*ASSIGNMENT*:
Copy each line of the material below that includes the string "zero".

*PROVIDED ENTRIES*:

PR #1566, opened 2026-08-09
Simple Dynamic Coefficients for Multi-Model PoC

gmorgachev:
## Motivation

To ensure reliable model availability and predictable throughput, Gonka needs a way to maintain target hardware allocations. Models like DeepSeek V4 Flash have highly hardware-specific performance profiles. For example, B300 outperforms H100 by over 7x due to native FP4 support. Manual tuning can temporarily balance incentives. Proposing a 0.21 coefficient attracts B300s to DeepSeek without disrupting other hardware ([calculations](https://docs.google.com/spreadsheets/d/1Tw4V7xEXR2p5MbCHqzqjS9vHXQ0eI1IHVXC6guEHnio/edit?gid=0#gid=0)).

However, static flat coefficients cannot maintain target allocations as network size evolves. Because one model always gives the highest weight, there is no clear incentive to have different models deployed on similar hardware. Similar hardware classes fully migrate to a single model simultaneously at the slightest threshold change. 

This proposal is an intermediate step toward demand-driven allocation, but in minimalistic form. Governance defines target shares and coefficient bounds, and the protocol dynamically adjusts base coefficients to align actual hardware distribution with those targets.

While this phase relies on direct governance, replacing active voting with aggregated allocation preferences submitted directly by hosts is low-hanging fruit.

## Summary

Flat coefficients fail to properly incentivize a multi-model network. Because relative nonce throughput on different hardware varies by model, flat coefficients cause entire hardware classes to migrate to a single model. Hardware distribution becomes a direct function of static coefficients rather than demand.

Fully automated demand-driven coefficients are complex, vulnerable to manipulation, and cause high redeployment churn. This PR proposes a simplified transitional approach:

- Governance sets target compute allocation shares per model (share of total compute capacity, which directly defines model throughput when network size is stable) based on demand signals (revenue, data from brokers, expectations from open source data, etc).
- Governance defines a bounded range [coeff_i_min, coeff_i_max] per model.
- The protocol dynamically adjusts base coefficients coeff_i within these bounds to align actual hardware distribution with target shares.
- To prevent sudden hardware jumps, any compute share exceeding the target is diluted at coeff_i_min within the epoch.

To avoid active governance voting for exact target shares, target determination can be delegated:

- Short term: direct target preferences submitted by hosts via transactions, aggregated and weighted on-chain.
- Long term: automated statistics derived from real inference usage and protocol revenue.

[...]

PR #1588, opened 2026-08-13
weightcap v0.2.16

DimaOrekhovPS:
## Summary

Adds `CapWeight` for governance, BLS, and PoC/cPoC validation voting. `Weight` remains the real weight used for rewards, confirmation, pricing, and selection.

For epoch N+1:

```
CapWeight_(N+1) = min(Weight_(N+1), P_N)
```

`P_N` is the participant's confirmed effective weight from epoch N. A new or returning participant has no `P_N`, so its first `CapWeight` is 0. It can earn rewards on `Weight`, but its governance, BLS, and validation voting power remain 0 until its compute is confirmed for one epoch.

A failed settlement `MissedStatTest` sets `P_N` to 0 for the PoC-derived participant set. A skipped test or test error leaves `P_N` unchanged. `INVALID` and `INACTIVE` participants are already excluded through live membership.

## Weight usage

- Governance and CometBFT power use `CapWeight`.
- BLS slot assignment uses `CapWeight`.
- PoC/cPoC validation voting powers and snapshots use `CapWeight`.
- Group eligibility and non-initial group caps use `P_N`.
- Rewards use `Weight` after the same participant-wide cPoC confirmation fraction used by `P_N`.

## Fallbacks

- If there is no previous epoch, `CapWeight` defaults to `Weight`.
- If no fresh PoC node survives seating, formation reuses eligible participants from epoch N.
- If every final `Weight` is 0, formation retries once with eligible epoch-N participants and halts if the retry is also 0.
- Epoch-N fallback ignores failed `MissedStatTest` results.
- If every `CapWeight` is 0 while some `Weight` is positive, formation sets `CapWeight = Weight` before persistence.
- Concentration capping runs on `Weight` before the previous-epoch cap and on `CapWeight` afterward.
- Missing previous-epoch group or live-member state halts formation.
- Guardians receive normal `CapWeight`. Temporary governance and BLS protection is applied afterward without changing stored weights or cPoC validation voting power.

## Testing

Tests cover cap calculation, participant-wide confirmation, weight routing, model eligibility, concentration, guardian ordering, BLS assignment, fallback and halt paths, error propagation, and pre-upgrade epochs.

See [`proposals/previous-epoch-weight-cap/README.md`](https://github.com/gonka-ai/gonka/blob/dl/upgrade-v0.2.16-weightcap/proposals/previous-epoch-weight-cap/README.md) for the full design.


gmorgachev (approved):

vitaly-andr:
Following the weight-cap change in `CalculateParticipantBitcoinRewardsWithTransfers`: a few lines below what you touched, at `bitcoin_rewards.go:918-923`, `workCoins` is taken from `CoinBalance` only when the status is exactly ACTIVE, while `accountsettle.go:272-273` clears `CoinBalance` regardless. A participant who flips to INVALID or INACTIVE mid-epoch gets no `SettleAmount` record at all, so the earned amount cannot be claimed afterwards, and unlike the RewardCoins remainder in the same function it is not sent to governance either.

Details and a failing test are in #1746. Raising it here because you were last in this function and the 0.2.16 milestone is still open.

vitaly-andr:
## chain-halt: zero-weight guard aborts finalization when the carry-over weight is zero

@DimaOrekhovPS, the guard keeps a zero-weight epoch from being sealed, which is what kept inference alive. One path out of it halts the chain instead. When the carry-over is seated but the retried pipeline still yields no positive weight, the error returns at `module.go:869` and `module.go:877` propagate out of `EndBlock`: no block is finalized and the height stops advancing.

bonujel:
On `upgrade-v0.2.16` (`e86e489`) the `*Halts` tests pass, so `onEndOfPoCValidationStage` does return these errors, and `EndBlock` (`:490`) passes them straight up. CometBFT treats a `FinalizeBlock` error as fatal, so every validator would stop at the same height. `:864` is the same path when the first pass already used the carry-over. The PR description calls this out ("halts if the retry is also 0"), so the open question is reachability.

I ran the formation fixture with PoC loss and collateral separated, and with mainnet's collateral params (`base_weight_ratio` 0.2, `grace_period_end_epoch` 180, already past), assuming the worst case of nobody holding collateral:

- no fresh PoC, inside the grace period → forms; the carry-over keeps its weight
- mainnet params, with or without fresh PoC → forms with 20% of the weight
- `FailedRetryHalts` setup with base 0.2 → recovers
- original test (base 0) → halts

So in the fixture a missed PoC round doesn't halt, and the trigger the tests use doesn't hold under current params. What I'd still look at:

1. Safety rests on `base_weight_ratio > 0`. At 0, any epoch where no seated participant holds collateral halts — that's the last case above.
2. #1566 added two more halt paths when it made `runWeightPipeline` return an error (`:855` and `:874`). They aren't in this PR's design, and I haven't traced what triggers them.
3. `onSetNewValidatorsStage` (`:597`) keeps the current validator set on zero power. @DimaOrekhovPS, any reason formation shouldn't do the same rather than halt?

@vitaly-andr is there a trigger you have in mind that works with current params?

*SOLUTION*:
## chain-halt: zero-weight guard aborts finalization when the carry-over weight is zero
@DimaOrekhovPS, the guard keeps a zero-weight epoch from being sealed, which is what kept inference alive. One path out of it halts the chain instead. When the carry-over is seated but the retried pipeline still yields no positive weight, the error returns at `module.go:869` and `module.go:877` propagate out of `EndBlock`: no block is finalized and the height stops advancing.
3. `onSetNewValidatorsStage` (`:597`) keeps the current validator set on zero power. @DimaOrekhovPS, any reason formation shouldn't do the same rather than halt?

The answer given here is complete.